+++ Stored data

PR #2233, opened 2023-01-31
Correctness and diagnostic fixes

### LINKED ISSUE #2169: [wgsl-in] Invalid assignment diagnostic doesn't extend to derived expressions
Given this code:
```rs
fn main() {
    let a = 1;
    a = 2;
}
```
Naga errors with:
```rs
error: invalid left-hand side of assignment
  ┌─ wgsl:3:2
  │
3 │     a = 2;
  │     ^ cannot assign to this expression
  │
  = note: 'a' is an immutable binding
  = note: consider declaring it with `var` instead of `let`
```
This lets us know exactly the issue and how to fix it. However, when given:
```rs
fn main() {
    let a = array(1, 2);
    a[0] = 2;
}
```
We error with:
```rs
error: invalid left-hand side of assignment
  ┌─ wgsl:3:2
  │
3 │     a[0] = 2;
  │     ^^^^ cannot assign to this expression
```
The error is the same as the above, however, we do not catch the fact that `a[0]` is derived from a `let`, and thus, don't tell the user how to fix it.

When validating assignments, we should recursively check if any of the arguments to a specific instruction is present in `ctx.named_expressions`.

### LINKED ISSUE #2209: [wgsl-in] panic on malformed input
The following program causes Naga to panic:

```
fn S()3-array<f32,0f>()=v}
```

++++++

## Exercise requirements
Word for word, write out the data.

## Answer to the problem
PR #2233, opened 2023-01-31
Correctness and diagnostic fixes

### LINKED ISSUE #2169: [wgsl-in] Invalid assignment diagnostic doesn't extend to derived expressions
Given this code:
```rs
fn main() {
    let a = 1;
    a = 2;
}
```
Naga errors with:
```rs
error: invalid left-hand side of assignment
  ┌─ wgsl:3:2
  │
3 │     a = 2;
  │     ^ cannot assign to this expression
  │
  = note: 'a' is an immutable binding
  = note: consider declaring it with `var` instead of `let`
```
This lets us know exactly the issue and how to fix it. However, when given:
```rs
fn main() {
    let a = array(1, 2);
    a[0] = 2;
}
```
We error with:
```rs
error: invalid left-hand side of assignment
  ┌─ wgsl:3:2
  │
3 │     a[0] = 2;
  │     ^^^^ cannot assign to this expression
```
The error is the same as the above, however, we do not catch the fact that `a[0]` is derived from a `let`, and thus, don't tell the user how to fix it.

When validating assignments, we should recursively check if any of the arguments to a specific instruction is present in `ctx.named_expressions`.

### LINKED ISSUE #2209: [wgsl-in] panic on malformed input
The following program causes Naga to panic:

```
fn S()3-array<f32,0f>()=v}
```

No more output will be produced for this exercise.